Dark Culture

The cult started in New Jersey, not Mexico

Dark house in New Jersey suburbs with red glow - origin story

Everyone assumes this started in Mexico City. The timeline supports that assumption — CDMX is where the first events happened, where the brand was born, where the logo and the voice and the community took shape. But the instinct that built all of it predates Mexico by years.

The cult started in New Jersey. In 2018, somewhere between Queens and the suburbs, the idea of starting a cult became a running joke. Except it was only half a joke.

The pre-SLIST incubation

October 2020. Organized a hiking party. The group started calling it Simon’s cult. Same month, organized a Halloween party across four venue options. The event-planning instinct, the music curation control, the ritual and tradition thinking — all present before anyone had heard of SLIST. Before Mexico City. Before the first rave. Before the first shitpost.

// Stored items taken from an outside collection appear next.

PR #779, opened 2018-03-12
Issue #2952203: Add Social Profile Organization Tag module

ribel:
## Problem
As a CM+ I want to indicate that user is part of an organization so that other users know where certain information comes from.

## Solution
**Acceptance criteria:**
- CM can create organization Taxonomy
- CM can associate profiles with Organization taxonomy
- This taxonomy will be an addition to the profile name of the associated profiles
- It has to be part of the name so it works in the social blue theme
- Maximum 1 value
- Should be added to the profile below other taxonomies
- Has to stand out from the rest of the name and Users can not fake it
- Separate module

**Concept:** https://marvelapp.com/c26c36j/screen/39089637

## Issue tracker
- https://www.drupal.org/project/social/issues/2952203
- https://jira.goalgorilla.com/browse/ECI-691

## HTT
- [x] Checkout to this branch
- [x] Check out the code changes
- [x] Enable experimental Social Profile Organization Tag module
- [x] Login as CM or SM
- [x] Add a new term to Profile Organization Tag vocabulary
- [x] Go to some user profile and fill the added term to Profile Organization Tag field
- [x] Check new icon near username on the different view modes
- [x] Compare it with the concept (in the activity stream message it says User from Organization for now)
- [x] Login as normal user and check that you can't edit Profile Organization Tag field and terms

## Documentation
- [x] This item is added to the release notes
- [ ] This item is documented on LGOS
- [ ] This item has been added to the feature overview

PR #967, opened 2018-07-19
Issue #2986904 by Kingdutch: Refactor the AccountHeaderBlock

Kingdutch:
## Problem
The current AccountHeaderBlock uses a very specific and large twig file to render the various cases that occur in the account header block. A single extension hook has been made to allow adding some menu items but it's otherwise not very flexible.

The render array also does some access checking to avoid printing empty URLs but this is not needed if using Drupal's link render elements.

The current method also causes a lot of coupling between the social_user module and other content type modules. Fixing this is one of the many steps towards making Open Social a decoupled project, allowing more flexibility in which parts are used.

## Solution
Rewrite all the components in the block in such a way that they use standard Drupal render arrays. For the icons on desktop with their submenu's we create an AccountHeaderElement render element that provides some shortcuts to the developer and keeps code DRY.

Two info hooks and alter hooks are then implemented that gather up all the AccountHeaderElements as well as all the links for the profile AccountHeaderElement. We deprecate the previously created alter hook as its format is ill-defined for the new structure, a glue layer between the new hook and the old hook has been implemented.

We also allow both sets of items to be sorted using weights so that the order in which hooks are called doesn't matter and sites can easily re-order them if they so choose.

## Issue tracker
- https://www.drupal.org/project/social/issues/2986904

## HTT
- [ ] Verify that the anonymous user menu still works the same
- [ ] Verify that the logged in user menu works as before
- [ ] Check that the backwards compatibility layer written for hook_social_user_account_header_links (in social_user.module) works by enabling the social_gdpr module which still uses this hook in social_gdpr_social_user_account_header_links

## Documentation
- [ ] This item receives a change notice for developers

## Release notes
The AccountHeaderBlock has been rewritten to provide more flexibility. Various hooks to alter it's behaviour have been introduced and documented in `social_user.api.php`. The previous hook to extend the user menu has been deprecated and will be removed in a future version.

## Follow up stories
A follow-up should be created to convert the hook in the social_gdpr module to the new format.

January 2020 — Thailand. Became comfortable dancing alone in nightclubs. That sounds trivial. It is not. The person who can dance alone in a room full of strangers has already solved the psychological precondition for building a community: they do not need the community to exist in order to show up. The community forms around the person who was going to be there regardless.

The tutoring precedent

Before Mexico, there was a tutoring business. Built from scratch in 2017. Same pattern that built SLIST: enter a domain, learn the system deeply, identify the inefficiencies, build systems to fix them. Scaled from minimum wage to $180 an hour to $15,000 project packages with escrow. Built a website from scratch. Built a parent community. Built a referral network. The first contrarian principle was codified during this era: ask what a typical prep center would do, and then do the opposite.

That principle is the DNA of SLIST. Ask what a typical promoter would do — safe lineups, safe branding, safe politics — and then do the opposite. The domain changed from education to nightlife. The operating system did not change at all.

Why the origin myth matters

The Mexico origin myth is cleaner. South Asian kid discovers raves in Brooklyn during lockdown, moves to CDMX, learns Spanish, builds an underground empire. That story has a beginning, middle, and implied future. It fits in a bio. It makes sense on a flyer.

The actual origin is messier. A kid from Queens who was already organizing cult-like gatherings, already building systems, already contrarian by default, who happened to land in Mexico City during a pandemic and found a scene that matched the energy he had been carrying since high school. The rave scene did not create the instinct. The instinct found the rave scene.

The web design venture in 2020 matters too. Before Mexico, there was a design business with dark themes, teal accents, no capital letters in typography, minimalist aesthetic. The no-caps principle that defines SLIST branding is traceable to a physical journal from April 2020. The aesthetic was locked in before the first beat dropped.


The cult started in New Jersey because the person who built it was already the person who builds cults before he had any material to build one from. Mexico gave him the material. New Jersey gave him the instinct. The distinction matters because it means this project is not a product of circumstance. It is a product of character. Character does not change when the zip code does.